## ACTION ITEM:
All lines of the entries with "projects" in them must be listed.

## Saved entries:
* * *

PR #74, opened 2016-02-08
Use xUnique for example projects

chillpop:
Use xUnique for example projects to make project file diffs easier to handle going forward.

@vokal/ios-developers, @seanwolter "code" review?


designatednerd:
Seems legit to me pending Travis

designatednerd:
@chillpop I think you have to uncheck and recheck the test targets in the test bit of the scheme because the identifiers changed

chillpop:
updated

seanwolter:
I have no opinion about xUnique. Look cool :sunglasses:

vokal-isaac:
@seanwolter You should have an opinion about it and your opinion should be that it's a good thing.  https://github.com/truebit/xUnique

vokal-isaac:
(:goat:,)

* * *

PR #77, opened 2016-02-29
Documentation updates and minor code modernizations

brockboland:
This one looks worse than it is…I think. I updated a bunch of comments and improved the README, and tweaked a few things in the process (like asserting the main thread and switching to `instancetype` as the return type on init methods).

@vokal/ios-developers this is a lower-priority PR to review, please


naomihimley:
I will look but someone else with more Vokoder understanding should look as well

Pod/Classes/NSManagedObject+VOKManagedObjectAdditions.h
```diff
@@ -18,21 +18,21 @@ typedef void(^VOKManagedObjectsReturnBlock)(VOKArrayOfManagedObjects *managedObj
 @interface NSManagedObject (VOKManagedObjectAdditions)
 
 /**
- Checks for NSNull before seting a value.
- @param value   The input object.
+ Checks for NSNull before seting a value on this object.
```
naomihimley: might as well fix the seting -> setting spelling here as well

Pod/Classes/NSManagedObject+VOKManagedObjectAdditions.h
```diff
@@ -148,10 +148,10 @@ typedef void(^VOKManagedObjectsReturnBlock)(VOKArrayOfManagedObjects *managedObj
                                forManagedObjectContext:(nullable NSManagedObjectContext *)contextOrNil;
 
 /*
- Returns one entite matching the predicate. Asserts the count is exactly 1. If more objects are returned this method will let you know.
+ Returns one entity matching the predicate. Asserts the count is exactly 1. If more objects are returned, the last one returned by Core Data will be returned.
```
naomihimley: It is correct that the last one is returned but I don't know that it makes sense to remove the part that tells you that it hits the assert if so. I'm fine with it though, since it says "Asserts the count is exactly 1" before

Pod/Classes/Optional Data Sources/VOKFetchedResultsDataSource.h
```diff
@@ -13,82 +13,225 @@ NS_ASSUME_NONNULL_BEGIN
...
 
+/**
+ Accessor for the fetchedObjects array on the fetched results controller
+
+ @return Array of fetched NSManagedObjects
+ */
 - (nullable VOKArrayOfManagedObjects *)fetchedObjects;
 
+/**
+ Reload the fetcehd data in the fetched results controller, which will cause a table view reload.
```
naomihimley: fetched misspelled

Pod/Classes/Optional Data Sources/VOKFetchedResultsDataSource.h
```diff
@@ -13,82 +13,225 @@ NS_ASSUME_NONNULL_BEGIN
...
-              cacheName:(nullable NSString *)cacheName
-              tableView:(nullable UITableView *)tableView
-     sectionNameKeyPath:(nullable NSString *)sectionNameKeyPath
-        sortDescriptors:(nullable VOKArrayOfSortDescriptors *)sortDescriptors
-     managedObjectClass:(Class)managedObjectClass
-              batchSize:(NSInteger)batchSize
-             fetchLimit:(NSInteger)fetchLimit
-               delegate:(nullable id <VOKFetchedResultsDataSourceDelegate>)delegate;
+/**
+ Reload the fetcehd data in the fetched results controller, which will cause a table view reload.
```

* * *

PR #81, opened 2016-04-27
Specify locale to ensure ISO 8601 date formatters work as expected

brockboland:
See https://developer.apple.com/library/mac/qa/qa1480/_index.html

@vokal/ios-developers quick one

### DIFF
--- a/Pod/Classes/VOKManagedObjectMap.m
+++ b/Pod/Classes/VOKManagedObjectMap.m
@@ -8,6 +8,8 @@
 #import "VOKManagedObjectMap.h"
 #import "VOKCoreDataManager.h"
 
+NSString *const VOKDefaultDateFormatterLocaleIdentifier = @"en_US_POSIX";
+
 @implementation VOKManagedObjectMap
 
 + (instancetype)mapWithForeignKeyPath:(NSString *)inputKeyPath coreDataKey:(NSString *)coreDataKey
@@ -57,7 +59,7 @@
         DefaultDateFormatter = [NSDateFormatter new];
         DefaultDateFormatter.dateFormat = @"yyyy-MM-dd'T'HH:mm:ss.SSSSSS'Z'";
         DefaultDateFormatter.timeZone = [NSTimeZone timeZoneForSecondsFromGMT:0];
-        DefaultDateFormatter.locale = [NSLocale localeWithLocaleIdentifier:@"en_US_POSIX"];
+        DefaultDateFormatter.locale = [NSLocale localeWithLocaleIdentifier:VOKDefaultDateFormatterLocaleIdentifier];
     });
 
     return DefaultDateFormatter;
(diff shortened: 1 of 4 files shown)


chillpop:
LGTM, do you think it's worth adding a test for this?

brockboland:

* * *

## EXERCISE RESULT:
Use xUnique for example projects
Use xUnique for example projects to make project file diffs easier to handle going forward.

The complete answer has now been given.